Methods
Study Design
All English-speaking new and return patients ages 18 to 89 years visiting an orthopedic surgeon in 1 of 7 clinics located in a large urban area were considered eligible for this study. Enrollment took place intermittently over a 5-month period. We were granted a waiver of written informed consent. Patients indicated their consent by completing the surveys. Patients were randomly assigned to 1 of the 4 questionnaires containing different scale types using an Excel random-number generator. After the visit, patients were asked to complete the survey. All questionnaires were administered on an encrypted tablet via a HIPAA-compliant, secure web-based application for building and managing online surveys and databases (REDCap; Research Electronic Data Capture).6 This study was approved by our Institutional Review Board and is registered on ClinicalTrials.gov (NCT03686735).7
Outcome Measures
Study participants were asked to complete questionnaires regarding demographics (sex, age, race/ethnicity, marital status, level of education, work status, insurance status, comorbidities) and to rate satisfaction with their visit on the scale that was randomly assigned to them: (1) an 11-point Likert scale with 5 anchor points and visible numbers; (2) a 5-point Likert scale with 5 anchor points and no visible numbers; (3) a 0-100 VAS with 3 anchor points and visible numbers; (4) a 0-100 VAS with 3 anchor points and no visible numbers (Figure 1). The 4 scales should not differ in time needed to complete them; however, we did not explicitly measure time to completion. Participants also completed measures of psychological aspects of illness. The 2-item Pain Self-Efficacy Questionnaire (PSEQ-2) was used to measure pain self-efficacy, an effective coping strategy for pain.8 Higher PSEQ-2 scores indicate a higher level of pain self-efficacy. The 5-item Short Health Anxiety Inventory scale (SHAI-5) was also administered; higher scores on this scale indicate a greater degree of health anxiety.9 The Patient-Reported Outcomes Measurement Information System (PROMIS) Depression was used to measure symptoms of depression.10 Finally, the diagnosis was recorded by the surgeon (not in table).
Statistical Analysis
We reported continuous variables using mean, standard deviation (SD), median, and interquartile range (IQR). Categorical data are presented as frequencies and percentages. We calculated floor and ceiling effect and the skewness and kurtosis of every scale. We scaled every scale to 10 and also standardized every scale. We used the Kruskal–Wallis test to compare differences in satisfaction between the scales; Fisher’s exact test to compare differences in floor and ceiling effect; and Spearman correlation tests to test the correlation between scaled satisfaction scores and psychological status.

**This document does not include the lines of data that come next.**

PR #177, opened 2024-10-10
Add Merge function type and sort enumeration

vanderpol:
Adding a merge function which joins together multiple elements into a single variable, with an optional delimiter, and optional sorting.  Had to add a new sort enumeration which may need to be discussed.

### DIFF
--- a/oval-schemas/oval-definitions-schema.xsd
+++ b/oval-schemas/oval-definitions-schema.xsd
@@ -941,13 +941,14 @@
     </xsd:complexType>
     <xsd:complexType name="MergeFunctionType">
         <xsd:annotation>
-            <xsd:documentation>The merge function takes one or more components and merges them together into a single string, with an optional delimiter.  For example if data from one registry multi-size value contains values of "abc" and "def".  The merge function will resolve to a local_variable with the value of 'abcdef'.  If an optional delimiter of ',' was used, the merge function would resolve to a local_variable with the value of 'abc,'def'</xsd:documentation>
+            <xsd:documentation>The merge function takes one or more components and merges them together into a single string value, optionally including a delimiter string. For example, if data from one registry multi-size value contains values of "abc" and "def", the merge function operated on those values would resolve to a string with the value of 'abcdef'. If an optional delimiter of ',' was used, the merge function would resolve to a value of 'abc,'def'.</xsd:documentation>
         </xsd:annotation>
         <xsd:sequence minOccurs="1" maxOccurs="unbounded">
             <xsd:group ref="oval-def:ComponentGroup"/>
         </xsd:sequence>
 		<xsd:attribute name="delimiter" type="xsd:string" use="optional" default=""/>
-		<xsd:attribute name="sort" type="oval-def:SortEnumeration" use="optional" default="none"/>
+		<xsd:attribute name="sort" type="oval-def:SortEnumeration" use="optional" default="document"/>
+		<xsd:attribute name="order" type="oval-def:OrderEnumeration" use="optional" default="ascending"/>
     </xsd:complexType>
     <xsd:complexType name="CountFunctionType">
         <xsd:annotation>
@@ -1116,27 +1117,44 @@
     </xsd:simpleType>
     <xsd:simpleType name="SortEnumeration">
         <xsd:annotation>
-            <xsd:documentation>The SortEnumeration simple type defines basic sorting operations.  Currently 'none', 'alphabetical' and 'alphanumerical' are defined..</xsd:documentation>
+            <xsd:documentation>The SortEnumeration simple type defines basic sorting operations.  Currently 'document', 'lexical', 'numeric' and 'natural' are defined.</xsd:documentation>
         </xsd:annotation>
         <xsd:restriction base="xsd:string">
-            <xsd:enumeration value="none">
+            <xsd:enumeration value="document">
                 <xsd:annotation>
-					<xsd:documentation>No sorting is performed, the values will remain in the order they came in as.</xsd:documentation>
+					<xsd:documentation>No sorting is performed, the values will remain in the order they came in as, and match the order in which the referenced system characterics will appear in the OVAL results XML document.</xsd:documentation>
                 </xsd:annotation>
 			</xsd:enumeration>	
-            <xsd:enumeration value="alphabetical">
+            <xsd:enumeration value="lexical">
 			    <xsd:annotation>
-                    <xsd:documentation>Sort alphabetical, useful for pure string lists</xsd:documentation>
+                    <xsd:documentation>Sort alphabetically, useful for pure string lists.</xsd:documentation>
                 </xsd:annotation>
 			</xsd:enumeration>
-			<xsd:enumeration value="alphanumerical">
+			<xsd:enumeration value="numeric">
 			    <xsd:annotation>
-                    <xsd:documentation>Sort alphanumerical, useful for lists of numbers or lists of strings with numbers</xsd:documentation>
+                    <xsd:documentation>Sort numerically, useful for lists of numbers or lists of integers or floats, but will cause errors if string data is present.</xsd:documentation>
                 </xsd:annotation>
 			</xsd:enumeration>
 			<xsd:enumeration value="natural">
 			    <xsd:annotation>
                     <xsd:documentation>Sort like PHP's natsort https://www.php.net/manual/en/function.natsort.php</xsd:documentation>
+                </xsd:annotation>
+			</xsd:enumeration>
+        </xsd:restriction>
+    </xsd:simpleType>
+    <xsd:simpleType name="OrderEnumeration">
+        <xsd:annotation>
+            <xsd:documentation>The OrderEnumeration simple type defines the direction in which data should be sorted, and works to support the SortEnumeration.  The OrderEnumeration has no impact on the SortEnumeration of 'document'.</xsd:documentation>
+        </xsd:annotation>
+        <xsd:restriction base="xsd:string">
+            <xsd:enumeration value="ascending">
+                <xsd:annotation>
+					<xsd:documentation>Numbers: Arranged from smallest to largest, such as 0, 1, 2, 3, 4, 5, 6. Letters: Arranged alphabetically from A to Z</xsd:documentation>
+                </xsd:annotation>
+			</xsd:enumeration>	
+            <xsd:enumeration value="descending">
+			    <xsd:annotation>
+                    <xsd:documentation>Numbers: Arranged from largest to smallest, such as 9, 8, 7, 6. Letters: Arranged alphabetically from Z to A</xsd:documentation>
                 </xsd:annotation>
 			</xsd:enumeration>
         </xsd:restriction>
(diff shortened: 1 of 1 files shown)


oval-schemas/oval-definitions-schema.xsd
```diff
@@ -938,6 +939,16 @@
             <xsd:group ref="oval-def:ComponentGroup"/>
         </xsd:sequence>
     </xsd:complexType>
+    <xsd:complexType name="MergeFunctionType">
+        <xsd:annotation>
+            <xsd:documentation>The merge function takes one or more components and merges them together into a single string, with an optional delimiter.  For example if data from one registry multi-size value contains values of "abc" and "def".  The merge function will resolve to a local_variable with the value of 'abcdef'.  If an optional delimiter of ',' was used, the merge function would resolve to a local_variable with the value of 'abc,'def'</xsd:documentation>
```
solind, line 944: Edited slightly:

The merge function takes one or more components and merges them together into a single string value, optionally including a delimiter string. For example, if data from one registry multi-size value contains values of "abc" and "def", the merge function operated on those values would resolve to a string with the value of 'abcdef'. If an optional delimiter of ',' was used, the merge function would resolve to a value of 'abc,'def'.

oval-schemas/oval-definitions-schema.xsd
```diff
@@ -1103,6 +1114,33 @@
             -->
         </xsd:restriction>
     </xsd:simpleType>
+    <xsd:simpleType name="SortEnumeration">
+        <xsd:annotation>
+            <xsd:documentation>The SortEnumeration simple type defines basic sorting operations.  Currently 'none', 'alphabetical' and 'alphanumerical' are defined..</xsd:documentation>
+        </xsd:annotation>
+        <xsd:restriction base="xsd:string">
+            <xsd:enumeration value="none">
```
solind, line 1122: I wouldn't call this "none", I would call this "document_order".  After all, two interpreters using the same system-characteristics file as input should both generate identical results.

vanderpol: I wasn't entirely sure what your "document_order" meant, as long as we explain it as the order of the items/values in  OVAL system characteristics, I would agree.

oval-schemas/oval-definitions-schema.xsd
```diff
@@ -1103,6 +1114,33 @@
...
+                <xsd:annotation>
+					<xsd:documentation>No sorting is performed, the values will remain in the order they came in as.</xsd:documentation>
+                </xsd:annotation>
+			</xsd:enumeration>	
+            <xsd:enumeration value="alphabetical">
```
solind, line 1127: I'd call this "lexical", which I believe is more standard terminology, and typically stands in contrast with "natural" ordering.

For example, given the strings {"a1, "a2", "a12", "1", "2", "12"}, in ascending order*, lexical sorting yields:

"1", "12", "2", "a1", "a2", "a12"

And natural sorting yields:

"1", "2", "12", "a1", "a12", "a2"

* this reminds me, there is a difference between the sort type and the order (ascending vs. descending)

oval-schemas/oval-definitions-schema.xsd
```diff
@@ -1103,6 +1114,33 @@
...
+			    <xsd:annotation>
+                    <xsd:documentation>Sort alphabetical, useful for pure string lists</xsd:documentation>
+                </xsd:annotation>
+			</xsd:enumeration>
+			<xsd:enumeration value="alphanumerical">
```
solind, line 1132: How is this different from "natural"?

oval-schemas/oval-definitions-schema.xsd
vanderpol: I'm fine with that, will update

solind (changes requested):
I think maybe you need a SortEnumeration (lexical, natural, numeric) and an OrderEnumeration (ascending/descending)

Where numeric would generate an error if it encounters a string value that cannot be converted to a base-10 number (float).

oval-schemas/oval-definitions-schema.xsd
solind: Document order means... this is an XML document.  The order is the order in which the associated elements appear in the document.

vanderpol:
> I think maybe you need a SortEnumeration (lexical, natural, numeric) and an OrderEnumeration (ascending/descending)
> 
> Where numeric would generate an error if it encounters a string value that cannot be converted to a base-10 number (float).

I wasn't sure about a numeric sort, as accidental string data could cause all kinds of errors, but an alphanumeric (or natural), would handle them both.  I'm not 100% certain on the need for alphanumeric vs natural, likely just natural.   I can easily add, and content authors beware.

Agree on OrderEnumeration, will add.

solind:
As for numerical vs. natural, it's just a thought.  You could effectively achieve the same thing using a variable datatype, like you did. 😀

oval-schemas/oval-definitions-schema.xsd
vanderpol: In my brain, this all happens in memory structures, long before we end up writing it to XML, so that was my disconnect.

vanderpol:
So for the OrderEnumeration, I'm pondering the interaction between that and "document" sort?  I guess we can just document that the OrderEnumeration has no influence on the 'document' sort, as 'document' sort, isn't sorting at all?  Default OrderEnumeration should be set to "ascending".

vanderpol:
Here's some updated sample results, I've added a recursive Registry test, a numeric sort test using variables, and I threw in a WMI57 test to show it works with records.
[SCC-5.10.1_Beta1_2024-10-11_084515_OVAL-Results_merge_test_content.xml.txt](https://github.com/user-attachments/files/17342769/SCC-5.10.1_Beta1_2024-10-11_084515_OVAL-Results_merge_test_content.xml.txt)

solind:
> So for the OrderEnumeration, I'm pondering the interaction between that and "document" sort? I guess we can just document that the OrderEnumeration has no influence on the 'document' sort, as 'document' sort, isn't sorting at all? Default OrderEnumeration should be set to "ascending".

OrderEnumeration values would be "ascending" and "descending".  I guess in the case of a "document_order" sort value, this would be ignored.

solind:
> Here's some updated sample results, I've added a recursive Registry test, a numeric sort test using variables, and I threw in a WMI57 test to show it works with records. [SCC-5.10.1_Beta1_2024-10-11_084515_OVAL-Results_merge_test_content.xml.txt](https://github.com/user-attachments/files/17342769/SCC-5.10.1_Beta1_2024-10-11_084515_OVAL-Results_merge_test_content.xml.txt)

Naturally, a little digression here... I noticed this item in your results:

```
<win-sc:registry_item id="10" status="exists">
  <win-sc:hive>HKEY_LOCAL_MACHINE</win-sc:hive>
  <win-sc:key>SYSTEM\CurrentControlSet\Control\Session Manager</win-sc:key>
  <win-sc:name>ExcludeFromKnownDlls</win-sc:name>
  <win-sc:last_write_time datatype="int">133730601810000000</win-sc:last_write_time>
  <win-sc:type>reg_multi_sz</win-sc:type>
  <win-sc:value></win-sc:value>
  <win-sc:value></win-sc:value>
  <win-sc:windows_view>64_bit</win-sc:windows_view>
</win-sc:registry_item>
```

I see two empty values, which in XML parlance means strings of zero length.  I assume this happened because a REG_SZ is terminated by a pair of NULL (0x00) bytes.  IIRC, Joval would interpret this as a non-valued key, and represent that by creating a single item value like this:

```
  <win-sc:value status="does not exist"/>
```

This is important, because empty strings are still string values that exist.

vanderpol:
Very astute observation in the results, and given the lack of multi-sz content in the wild we may have overlooked this.  Below is an export from my registry, so just to confirm you would say that this should be a DNE on the value for ExcludeFromKnownDlls?

Windows Registry Editor Version 5.00

[HKEY_LOCAL_MACHINE\SYSTEM\CurrentControlSet\Control\Session Manager]
"AutoChkTimeout"=dword:00000008
"BootExecute"=hex(7):61,00,75,00,74,00,6f,00,63,00,68,00,65,00,63,00,6b,00,20,\
  00,61,00,75,00,74,00,6f,00,63,00,68,00,6b,00,20,00,2a,00,00,00,00,00
"BootShell"=hex(2):25,00,53,00,79,00,73,00,74,00,65,00,6d,00,52,00,6f,00,6f,00,\
  74,00,25,00,5c,00,73,00,79,00,73,00,74,00,65,00,6d,00,33,00,32,00,5c,00,62,\
  00,6f,00,6f,00,74,00,69,00,6d,00,2e,00,65,00,78,00,65,00,00,00
"CriticalSectionTimeout"=dword:00278d00
"ExcludeFromKnownDlls"=hex(7):00,00

vanderpol:
@solind any other thoughts on the PR?  I feel like (after a lot of improvements based on your feedback, which I greatly appreciate) that we are pretty much good to go on this?

oval-schemas/oval-definitions-schema.xsd
```diff
@@ -938,6 +939,17 @@
             <xsd:group ref="oval-def:ComponentGroup"/>
         </xsd:sequence>
     </xsd:complexType>
+    <xsd:complexType name="MergeFunctionType">
+        <xsd:annotation>
+            <xsd:documentation>The merge function takes one or more components and merges them together into a single string value, optionally including a delimiter string. For example, if data from one registry multi-size value contains values of "abc" and "def", the merge function operated on those values would resolve to a string with the value of 'abcdef'. If an optional delimiter of ',' was used, the merge function would resolve to a value of 'abc,'def'.</xsd:documentation>
```
solind, line 944: REG_MULTI_SZ doesn't actually mean "multi-size", it means multiple null-terminated strings.

oval-schemas/oval-definitions-schema.xsd
```diff
@@ -1103,6 +1115,50 @@
...
+                </xsd:annotation>
+			</xsd:enumeration>
+			<xsd:enumeration value="numeric">
+			    <xsd:annotation>
+                    <xsd:documentation>Sort numerically, useful for lists of numbers or lists of integers or floats, but will cause errors if string data is present.</xsd:documentation>
+                </xsd:annotation>
+			</xsd:enumeration>
+			<xsd:enumeration value="natural">
+			    <xsd:annotation>
+                    <xsd:documentation>Sort like PHP's natsort https://www.php.net/manual/en/function.natsort.php</xsd:documentation>
```
solind, line 1140: Natural sort order is a pretty established thing, with implementations in most programming languages and on most operating systems.  So, I think this might be a better external URL to reference: https://en.wikipedia.org/wiki/Natural_sort_order

solind (commented):
My only comments are documentation-related.  LMK if you agree with them.

oval-schemas/oval-definitions-schema.xsd
vanderpol: I swear I know what I'm doing from time to time... probably would have been faster to have you write this spec from the start.

oval-schemas/oval-definitions-schema.xsd
vanderpol: Sounds good.

vanderpol:
Fixed documentation per your suggestions.  Hoping this is now done.

solind (approved):
Looks good to me!

vanderpol:
Just realizing I never attached any 'clean' test content to this PR.  Please see attached 
[merge_test_content.xml.txt](https://github.com/user-attachments/files/18510311/merge_test_content.xml.txt)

Ceiling effects are present when patients select the highest value on a scale rather than a value that reflects their actual feelings about a certain topic. Floor effects are present when patients select the lowest value in a similar fashion. These 2 effects indicate that an independent variable no longer influences the dependent variable being tested. Skewness and kurtosis are rough indicators of a normal distribution of values. Skewness (γ1) is an index of the symmetry of a distribution, with symmetric distributions having a skewness of 0. If skewness has a positive value, it suggests relatively many low values, having a long right tail. Negative skewness suggests relatively many high values, having a long left tail. Kurtosis (γ2) is a measure to describe tailedness of a distribution. Kurtosis of a normal distribution is 3. Negative kurtosis represents little peaked distribution, and positive kurtosis represents more peaked distribution.11,12 If skewness is 0 and kurtosis is 3, there is a normal, or Gaussian, distribution.
Finally, we manually calculated the NPS for all scales by subtracting the percentage of detractors (people who scored between 0 and 6) from the percentage of promoters (people who scored 9 or 10).13 NPS are widely used in the service industry to assess customer satisfaction, and scores range between –100 and 100.
An a priori power analysis indicated that in order to find a difference in satisfaction of 0.5 on a 0-10 scale, with an effect size of 80% and alpha set at 0.05, we needed 128 patients (64 per group). Since we wanted to compare 4 satisfaction scales, we doubled this.